Fewer and fewer times have I ventured out to places during the summer over these years.

"It was in 1999 and I was 39 years old, feeling stagnant in both my career and life, when I quit taking black and white photographs and took up color film photography instead. Liberated from a kind of heavy seriousness of black and white photography, I came to feel more at ease releasing the shutter aimed at various subjects and scenes I had never photographed before in black and white.

I was surprised at the quantity of information contained in color negatives. Moreover, an amazing discovery for me was that the sky, ocean, flowers, and grassy fields were represented so vividly on paper through the darkroom process.

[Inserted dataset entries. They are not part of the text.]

PR #2114, opened 2017-02-01
Isolate directionality of a string from surrounding

ebraminio:
Hey guys, this little patch will make life of people dealing with text containing RTL text easier. It simply turns this:
`print('\n'.join(['متن متن', '123']))`

before

Into this:
after

To understand the difference, look carefully at the strings sequence on the image. On the first one, which is broken, an Arabic string which logically should be first (as it is printed first on the output the code) came after the number visually. After the change however, highlighting changed in a way that strings visual order actually matches its logical order (the printed text)

This type of workaround is somehow common on other projects, for example have a look at these patches on Chrome browser DevTools:
* http://crbug.com/178635 https://codereview.chromium.org/212653002
* http://crbug.com/330387 https://codereview.chromium.org/109053003

### DIFF
--- a/notebook/static/notebook/less/highlight.less
+++ b/notebook/static/notebook/less/highlight.less
@@ -27,6 +27,9 @@ Adapted from GitHub theme
 
 .highlight-string{
   color: #BA2121;
+  /* isolate strings unicode direction from surrounding text */
+  unicode-bidi: isolate;
+  unicode-bidi: -webkit-isolate;
 }
 
 .highlight-comment{


blink1073:
I opened https://github.com/jupyterlab/jupyterlab/issues/1598 to track this in JupyterLab as well.

Carreau:
Does that work better as well when using "toggle rtl layout" (https://github.com/jupyter/notebook/pull/1863)  ?

+1

ebraminio:
@Carreau: It won't interfere with such cases, if not improve them, at least I can say. Interesting that I wanted to go for such feature after this, where can I test that?

ebraminio:
Sorry guys, my further testing revealed this regresses editing experience of the same case, I should come with another solution which perhaps some of JS of CodeMirror should be altered on the way (so I should try to upstream my patch there), so for now, here is the revert: #2119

Feeling that this was a new beginning for my own photography, I started to travel to various places across Japan again carrying my bag filled with rolls of color film. Ashibetsu, Utashinai (Hokkaido); Kanita (Aomori), Kakunodate (Akita); Sanjo (Niigata); Iwai, Awakatsuyama, Onjuku (Chiba); Jogashima (Kanagawa); Saijo (Ehime); Katsurahama (Kochi); Suo-oshima (Yamaguchi); Fukue (Nagasaki); and Naha (Okinawa).....

This year, now 2017, as I sat in my cool, air-conditioned darkroom in the unbearable summer heat just before the end of the rainy season, I longed to see again the photographs of when color photography seemed so fresh to me. This is a book compiling those photographs, overflowing with the light of those summer days."